● **WORK ITEM**: Below are some entries. Output each one exactly as it appears.

[Stored items]
PR #380, opened 2020-06-22
Modify systemd_delete_private_tmp() to use delete_*_pattern macros

zpytela:
Modify the systemd_delete_private_tmp() interface to use delete_*_pattern
macros instead of simple allow rules to allow all permissions related to
removing files.


wrabcak:
LGTM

● **EXERCISE RESPONSE**:
PR #380, opened 2020-06-22
Modify systemd_delete_private_tmp() to use delete_*_pattern macros

zpytela:
Modify the systemd_delete_private_tmp() interface to use delete_*_pattern
macros instead of simple allow rules to allow all permissions related to
removing files.


wrabcak:
LGTM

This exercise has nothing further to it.